### TASK DETAILS
Your task is to transcribe the entries below exactly, from their first line down to the line containing "Screenshot 2023-02-01 at 10 23 22", and to stop there.

+++ LISTED RECORDS

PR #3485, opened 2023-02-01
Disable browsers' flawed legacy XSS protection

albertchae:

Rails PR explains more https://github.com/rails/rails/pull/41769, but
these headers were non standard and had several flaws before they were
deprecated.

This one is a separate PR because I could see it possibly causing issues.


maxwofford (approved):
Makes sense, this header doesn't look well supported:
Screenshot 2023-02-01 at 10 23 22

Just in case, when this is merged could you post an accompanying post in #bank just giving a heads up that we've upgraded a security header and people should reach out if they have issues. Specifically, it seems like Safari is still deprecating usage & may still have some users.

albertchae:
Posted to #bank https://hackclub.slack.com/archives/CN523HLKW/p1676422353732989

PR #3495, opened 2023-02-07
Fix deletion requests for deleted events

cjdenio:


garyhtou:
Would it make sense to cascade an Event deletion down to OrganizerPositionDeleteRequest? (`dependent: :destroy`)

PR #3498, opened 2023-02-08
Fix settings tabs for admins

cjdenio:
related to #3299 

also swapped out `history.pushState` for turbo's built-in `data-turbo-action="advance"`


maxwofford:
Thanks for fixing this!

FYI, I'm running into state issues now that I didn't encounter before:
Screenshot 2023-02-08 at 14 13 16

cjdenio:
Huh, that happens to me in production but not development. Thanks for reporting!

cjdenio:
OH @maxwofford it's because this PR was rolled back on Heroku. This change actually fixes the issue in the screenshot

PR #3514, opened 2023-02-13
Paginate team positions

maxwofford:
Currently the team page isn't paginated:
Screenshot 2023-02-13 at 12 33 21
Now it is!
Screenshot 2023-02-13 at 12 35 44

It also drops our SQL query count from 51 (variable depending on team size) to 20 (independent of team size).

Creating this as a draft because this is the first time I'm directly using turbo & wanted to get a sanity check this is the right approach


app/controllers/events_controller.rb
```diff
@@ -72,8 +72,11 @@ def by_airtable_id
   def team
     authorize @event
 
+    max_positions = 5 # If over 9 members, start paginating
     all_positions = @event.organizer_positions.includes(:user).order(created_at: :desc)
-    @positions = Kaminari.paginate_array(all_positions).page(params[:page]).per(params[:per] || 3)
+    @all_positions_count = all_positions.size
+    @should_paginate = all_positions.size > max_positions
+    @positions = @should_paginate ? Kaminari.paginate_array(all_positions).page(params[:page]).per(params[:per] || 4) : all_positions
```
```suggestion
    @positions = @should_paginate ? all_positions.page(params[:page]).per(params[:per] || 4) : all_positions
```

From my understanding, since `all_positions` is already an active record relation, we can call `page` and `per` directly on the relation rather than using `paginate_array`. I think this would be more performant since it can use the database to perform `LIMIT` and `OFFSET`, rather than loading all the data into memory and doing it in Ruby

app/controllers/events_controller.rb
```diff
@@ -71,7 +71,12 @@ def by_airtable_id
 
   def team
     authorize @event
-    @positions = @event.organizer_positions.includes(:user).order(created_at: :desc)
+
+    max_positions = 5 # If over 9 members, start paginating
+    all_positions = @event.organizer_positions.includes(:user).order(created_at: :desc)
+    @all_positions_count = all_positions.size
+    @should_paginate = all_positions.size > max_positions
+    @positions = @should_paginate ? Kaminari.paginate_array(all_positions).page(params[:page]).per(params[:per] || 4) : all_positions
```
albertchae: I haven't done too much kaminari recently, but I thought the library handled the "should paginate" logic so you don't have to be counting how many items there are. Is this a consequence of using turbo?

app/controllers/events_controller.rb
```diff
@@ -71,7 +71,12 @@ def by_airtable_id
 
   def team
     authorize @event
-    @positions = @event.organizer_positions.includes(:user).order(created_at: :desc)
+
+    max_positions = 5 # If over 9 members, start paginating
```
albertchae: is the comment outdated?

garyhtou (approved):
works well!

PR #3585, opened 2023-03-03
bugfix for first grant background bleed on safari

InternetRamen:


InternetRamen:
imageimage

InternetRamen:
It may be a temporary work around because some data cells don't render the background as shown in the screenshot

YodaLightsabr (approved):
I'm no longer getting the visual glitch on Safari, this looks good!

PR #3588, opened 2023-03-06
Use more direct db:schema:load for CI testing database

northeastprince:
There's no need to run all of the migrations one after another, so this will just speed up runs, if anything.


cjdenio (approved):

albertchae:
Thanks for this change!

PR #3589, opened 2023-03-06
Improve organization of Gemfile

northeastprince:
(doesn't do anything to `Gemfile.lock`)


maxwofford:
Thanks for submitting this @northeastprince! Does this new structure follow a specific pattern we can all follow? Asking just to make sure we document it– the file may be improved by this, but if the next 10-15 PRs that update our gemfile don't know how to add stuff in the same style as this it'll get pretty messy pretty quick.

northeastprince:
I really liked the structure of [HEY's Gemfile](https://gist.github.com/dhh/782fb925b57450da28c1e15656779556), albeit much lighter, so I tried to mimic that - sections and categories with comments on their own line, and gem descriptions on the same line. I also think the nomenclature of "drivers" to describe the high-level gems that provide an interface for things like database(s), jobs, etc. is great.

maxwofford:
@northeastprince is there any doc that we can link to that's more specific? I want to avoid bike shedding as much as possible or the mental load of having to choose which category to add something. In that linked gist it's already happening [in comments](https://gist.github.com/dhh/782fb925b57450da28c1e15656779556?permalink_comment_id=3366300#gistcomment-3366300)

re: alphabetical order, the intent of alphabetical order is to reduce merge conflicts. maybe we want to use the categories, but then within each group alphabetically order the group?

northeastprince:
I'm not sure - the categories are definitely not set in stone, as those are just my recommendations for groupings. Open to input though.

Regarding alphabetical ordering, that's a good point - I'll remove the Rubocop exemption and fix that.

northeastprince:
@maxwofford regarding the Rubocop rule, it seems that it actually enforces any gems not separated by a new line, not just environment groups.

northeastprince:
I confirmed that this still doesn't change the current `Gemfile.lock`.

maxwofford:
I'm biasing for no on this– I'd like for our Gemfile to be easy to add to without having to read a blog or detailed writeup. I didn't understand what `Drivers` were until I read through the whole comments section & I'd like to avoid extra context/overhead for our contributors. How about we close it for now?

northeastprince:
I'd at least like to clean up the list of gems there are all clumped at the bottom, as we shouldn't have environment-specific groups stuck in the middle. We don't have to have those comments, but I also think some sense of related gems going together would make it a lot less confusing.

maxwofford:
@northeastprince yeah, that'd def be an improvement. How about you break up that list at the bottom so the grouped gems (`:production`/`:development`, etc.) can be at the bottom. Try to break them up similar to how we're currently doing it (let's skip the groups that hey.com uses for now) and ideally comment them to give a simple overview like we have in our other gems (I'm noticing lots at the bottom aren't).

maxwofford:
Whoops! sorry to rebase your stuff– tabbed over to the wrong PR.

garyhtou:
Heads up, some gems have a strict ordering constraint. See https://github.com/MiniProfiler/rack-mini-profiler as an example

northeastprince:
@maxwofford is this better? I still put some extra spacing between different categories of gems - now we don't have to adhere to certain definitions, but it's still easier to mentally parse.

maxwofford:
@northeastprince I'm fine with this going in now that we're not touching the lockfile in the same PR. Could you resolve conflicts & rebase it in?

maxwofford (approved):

++++++

### SOLUTION
PR #3485, opened 2023-02-01
Disable browsers' flawed legacy XSS protection

albertchae:

Rails PR explains more https://github.com/rails/rails/pull/41769, but
these headers were non standard and had several flaws before they were
deprecated.

This one is a separate PR because I could see it possibly causing issues.


maxwofford (approved):
Makes sense, this header doesn't look well supported:
Screenshot 2023-02-01 at 10 23 22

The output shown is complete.